Obviously, I've lost all the footage and luckily I can reshoot it, but if it was a wedding.. I can't even imagine.

Has something like this ever happened to you?

The thing I don't get is ... why the first 10 videos are fine?
If the first 10 are fine, so it's not the SD corrupted, but something has corrupted the file while filming...

I would love to hear your thoughts!

Silvia


----------



## pablo (Aug 1, 2014)

Hi Silvia

Sorry to hear about your disaster, hopefully something can be done to recover the files. The fact the data is there (the weight) suggests that the files haven't been closed properly.

This could be because of battery failure, turning the camera off mid shot or most likely, a buffering problem, usually caused by cards that are too slow to write the data.

Are your cards all class 10? Canon say class 6 is fine... Not convinced myself.


----------



## SilviaLozza (Aug 5, 2014)

pablo said:


> Are your cards all class 10? Canon say class 6 is fine... Not convinced myself.



Yep my cards are all class 10, 45 mb/s and up...

I wanted to *update* everyone:

After many checks with the SanDisk customer service, they found out that the SD Card I bought from Amazon was fake , a counterfeit.

After that I reported the seller to Amazon, they apologised 'cause it was a labelled ‘Fulfilled by Amazon’ seller, and they gave me a refund.
I looked into some comments from other people on other SanDisk sellers pages (not the one I bought from) and saw that people reported the same problems. First videos ok, than all corrupted, and always was caused by a counterfeit SD card.

I wasn't able to recover my files but at least I know what I'll have to look out for next times I buy a SD Card.

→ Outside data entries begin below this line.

PR #165, opened 2021-08-09
Fix allocation limit

j122j:
Use product's allocation limit instead of 1.

### DIFF
--- a/app/Classes/Pterodactyl.php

Be aware of counterfeit people!


----------



## Valvebounce (Aug 6, 2014)

Hi Silvia. 
Thank you for this info, a conclusion is often neglected! 
Sorry you got "had" with a fake, at least you were able to redo the lost shoots, and got your money back on the card. Just imagine how much worse it could have been if it had been a wedding like you said! It really doesn't bear thinking about. 
It just goes to show that even buying branded is not always enough I guess what we can all take away from this is to do trial runs with new gear before a critical job, but even then you may not have taken enough footage to show the problem! Hmmmm what to do? :-\

Cheers Graham. 



SilviaLozza said:


> Yep my cards are all class 10, 45 mb/s and up...
> 
> I wanted to *update* everyone:
> 
> ...


----------



## Mt Spokane Photography (Aug 6, 2014)

That's a story that is all too common.

I prefer to buy cards from a reputable camera store, but will buy ones that are sold by Amazon, but not a third party unless its a store I know. Adorama, for example, sells on Amazon, but not thru the Amazon Prime.

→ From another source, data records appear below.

PR #195, opened 2021-09-20
Disabled button after button push.

nickdevnl:
I disabled the submit button after you push it.
So you can't spam click the button and create 30 servers and you can only create one a time.
If you have more question dm me on discord ItsJustNickDev#9943


anondev-sudo:
Good idea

Chinese sellers are getting clever, and shipping stock to Amazon to sell on their Prime program. Most of them are honest, but counterfeit batteries and flash cards are so common in China that it can be difficult for a buyer to know who the real seller is.


----------



## pablo (Aug 6, 2014)

Tesco have 32gb Sandisk Extremes 45mb/s class 10's just now for £20 down from £40 in their bigger stores.
Good buy for reliable authentic cards. Sorry you got stung.


----------



## SilviaLozza (Aug 6, 2014)

Thank you everyone for your support 

I bought a Lexar Professional 64gb 400x 60mb/s for the same price from the Lexar shop on Amazon. I'm definitely going to test it before using it this weekend at a wedding 

I found a nice application that tests the speed of the SD card you want to test, I tried with the fake SanDisk and the maximum writing speed was 16 Mb/s! So that explains why the video were corrupted!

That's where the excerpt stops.